From what I remember, Maggots are flies where Mealworms are beetles.


----------



## rogerlee (Dec 31, 2006)

meal worms are beetle larvae and maggots are from the blubottle fly and squats are from little flys called midges and they are very small maggots


----------



## Falina (Feb 25, 2007)

> Sleepy Posted: Thu Mar 22, 2007 5:01 pm :
> 
> --------------------------------------------------------------------------------
> 
> I could never touch a maggot.


i have to agree! i cant even feed frozen blocks of bloodworm. my fish only get bloodworm when my boyfriend is up to open the "freezer compartment from hell" and feed accordingly where i will leave the room until the ordeal is over!!!


----------



## Lupin (Aug 2, 2006)

Sleepy said:


> :shock: I could never touch a maggot. :shock:


Same here.:blink:

I had enough memories of maggots crawling over one of our cars when we tried to bring the garbage to the dumps.:shock: I would be more morose if I find maggots again in a food tub.

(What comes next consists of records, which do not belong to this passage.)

PR #377, opened 2020-12-17
Add support for hotreload in docker

dtt101:
Including removing an unneeded step in setup.

Uses foreman to run the app, includes livereload config, and docker specific config for development


Dockerfile.dev
```diff
@@ -2,7 +2,7 @@ FROM ruby:2.5.8
 
 RUN curl -sS https://dl.yarnpkg.com/debian/pubkey.gpg | apt-key add -
 RUN echo "deb https://dl.yarnpkg.com/debian/ stable main" | tee /etc/apt/sources.list.d/yarn.list
-RUN apt-get update -qq && apt-get remove cmdtest && apt-get install -y nodejs postgresql-client yarn
```
dtt101, line 5: `cmdtest` is not present on the image so we don't need to remove it

config/environments/development.rb
```diff
@@ -1,6 +1,15 @@
 Rails.application.configure do
   # Settings specified here will take precedence over those in config/application.rb.
   
+  # docker specific development setup
```
dtt101, line 4: Docker specific, including discovering the docker ip so that web console works

Gemfile
```diff
@@ -29,6 +29,11 @@ gem 'activerecord-import'
 
 group :development, :test do
   gem 'byebug', platforms: [:mri, :mingw, :x64_mingw]
+  gem 'guard', '~>2.16.2', require: false
+  gem 'guard-livereload', '~>2.5.2', require: false
+  gem 'guard-minitest', '~>2.4.6', require: false
+  gem 'rack-livereload'
+  gem 'foreman'
```
WorkSutton, line 36: @dtt101 Does foreman work in Docker?  I have never tried it as projects recently that have been using docker simply start up multiple containers (services). e.g webpacker is normally its own service in the docker-compose file but it runs the same image as the main app

WorkSutton: @dtt101 Do we not get hot-reloading with webpacker? I know all of our assets are not currently in packs, but it seems to be more common to moving more to be under the control of webpacker. And effectively removing everything out of the asset pipeline.

Gemfile
```diff
@@ -29,6 +29,11 @@ gem 'activerecord-import'
 
 group :development, :test do
   gem 'byebug', platforms: [:mri, :mingw, :x64_mingw]
+  gem 'guard', '~>2.16.2', require: false
+  gem 'guard-livereload', '~>2.5.2', require: false
+  gem 'guard-minitest', '~>2.4.6', require: false
```
WorkSutton, line 34: @dtt101 I can see we have minitest in this project, but we are not actively using it as far as I can see. Having a quick scan of the documentation for the gem, it seems to be only for minitest. Would we not be better using the `rspec` focused version? And one for `cucumber` too if it exists?

My suspicion is `minitest` is in our Gemfile lock as a result of how the project was created. At creation time with `rails new` that the option to drop test was not specified.

config/environments/development.rb
```diff
@@ -1,6 +1,15 @@
...
+  if ENV.fetch('DOCKERIZED', false) == 'true'
+    # setup hot reload
+    config.middleware.insert_after(ActionDispatch::Static, Rack::LiveReload)
+    # whitelist ip to enable web console
+    host_ip = `/sbin/ip route|awk '/default/ { print $3 }'`.strip
```
WorkSutton, line 9: Very nice. Its not every day one sees `awk` used. And especially not from within ruby! Very elegant solution.

In the past I have seen this setup web console simply plugged in as a entry where you have deleted it from.
This is a far better solution as its dynamic. Super nice @dtt101

WorkSutton (commented):
I am wondering why we want to use a Guardfile for hot-reloading. 

I used to use it years ago pre Docker and webpacker days. But it seems to have fallen out of fashion (or maybe enough devs simply don't know about it - or rely on their CI systems to quickly run the tests).

No issues with the actual code, more I had some questions on reasoning.

WorkSutton:
Another question for another ticket @dtt101 - given we have an alpine variant for postgres, what are your views on having an app based on Alpine vs the current Debian?

Dockerfile.dev
dmgarland: But we do nodejs postgresql-client and yarn...

Gemfile
dtt101: Good catch! I will remove the `guard-minitest` gem and leave hot reload of tests for another PR, just to keep this one simple.

Gemfile
dtt101: Good questions (on guard, webpacker etc.)
I'll pick them all up here as they are kind of related.

1. I have used webpacker for react/js hot reloading but not for rails 'backend' code before, so part of the choice for Guard is that I have configured it before and know how it works. This may or may not be a good thing!
2. Previous to this PR the app currently, when run in docker, doesn't support any kind of hot reload (i.e when I change a html.erb file, I need to Ctrl + R to see the changes in the browser)
3. foreman does work in docker - used here because it felt like a nice way of encapsulating the commands

config/environments/development.rb
dtt101: Totally google searched it, but also thought it was a nice solution! So good to get the review :)

dtt101:
@WorkSutton - for alpine definitely a fan - the less things to worry about in the image the better! I have only used node alpine before so can't comment specifically on the postgres one!

Gemfile
dtt101: I should add - totally happy to use webpacker if it is the thing!

WorkSutton: @dtt101 Thanks for the great reply. The explanation is sound. 

I was more curious as to why we might want guard. Like you I have more experience with it than the newer Rails features. 

I find it confusing that we - Rails developers - have webpacker but only want it for js and not all assets. But thats probably because most recent experiences have been backend focused and mainly API's. So all the FE stuff is in webpacker or whatever the trend is for JS/CSS management is (bower/webpack/etc).

The Asset pipeline was I think probably well ahead of its time.

Great to know about being able to use `foreman` in docker.

I'm trying to learn more about webpacker - so I can make the right decisions around if everything should move to it or not. Its still actively discouraged from the reading I do. Having said that not everybody agrees with DHH's or the Rails core teams thinking.

I personally like live-reload via Guard, but it did seem to me to go out of fashion.

WorkSutton:
> @WorkSutton - for alpine definitely a fan - the less things to worry about in the image the better! I have only used node alpine before so can't comment specifically on another one!

Sometimes there can be issues on the dev side due to missing dependencies, or not like for like - but generally from what I read - Alpine is pretty well supported.


Having said that, I read a really interesting blog about a month or so back that gave a compelling reason for using Debian for Dev due to some incompatibility issues.

For prod I think Alpine is definitely the way to go, and also to use multi-stage builds (which I am still learning about).

WorkSutton (approved):
Great explanation and discussion @dtt101 . Thank you. Giving it my approval

Gemfile
dtt101: That's super interesting - thanks for sharing the thought process, that's super helpful.
If we want to merge this now, just to get the feature in, I am definitely happy to swap it out for webpacker down the line?

What do you reckon? It is all quite discreet and not much code.

dtt101:
@WorkSutton - thank you for the review! Much appreciated!

PR #378, opened 2020-12-17
Change the start date of a need to be todays date

WorkSutton:
[Trello 110](https://trello.com/c/X5K1YiQW/110-import-starts-on-date-needs-to-be-the-day-of-import-rather-than-2-days-time)

Used this as test data

[20201216-123600-test-and-trace.xlsx](https://github.com/wearefuturegov/beacon/files/5709666/20201216-123600-test-and-trace.xlsx)

Row 7 - Natalia is used for an import with the old calculation of `today + 2.days`

110-Old-import-starts-plus-2-days

Row 8 - Dave is used for the import where the Need `start_date = today`
110-Updated-import-starts-today

You can also see that the source for these has changed to reflect discussion in todays meeting of the Note.name becoming `National Test and Trace Outbound Welfare Call`

### DIFF
--- a/app/models/imported_item.rb
+++ b/app/models/imported_item.rb
@@ -43,7 +43,7 @@ class ImportedItem < ApplicationRecord
         telephone: row[8],
         address: row[9],
         postcode: row[10],
-        needs: [Need.new(category: 'Check in', start_on: Date.today + 2.days, name: row[11])],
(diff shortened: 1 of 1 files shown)


userman123:
So this means that the need/check-in no longer appears in 'Future tab' need to check if this is ok

userman123 (approved):

PR #386, opened 2020-12-22
Feature/rejected contacts

dmgarland:
Displays rejected contacts on imported items under a drop down filter

### TODO
- [ ] Remove some fields and show the reason instead


WorkSutton (approved):
I would personally prefer to see only 2 spaces instead of 4 for indentation, but thats because of what I am used to.

Otherwise LGTM

PR #390, opened 2021-01-05
Trello-102: Staging Banner

WorkSutton:
Does what it says on the tin! But not quite as originally requested. 

Delivered: Add-staging-banner-#2

see [102-staging-banner](https://trello.com/c/bxve5vZq/102-staging-banner)


userman123 (approved):
should probs be putting this in style guide but seeing as its ready and useful soon, lets go with it as is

I had a food tub filled with maggots ages ago because I forgot where I placed a food container and I barely remember that.:evil:

I used flies though.:lol: Penguin tetras along with the green aro love them.


----------



## Amphitrite (Sep 8, 2006)

Although I don't like creepie crawlies, I don't mind maggots too much.

I used to go fishing with my dad quite often, and we used them as bait. I wouldn't fancy cutting one in half though ... that's just a bit too gross!


----------



## Daz (Sep 20, 2006)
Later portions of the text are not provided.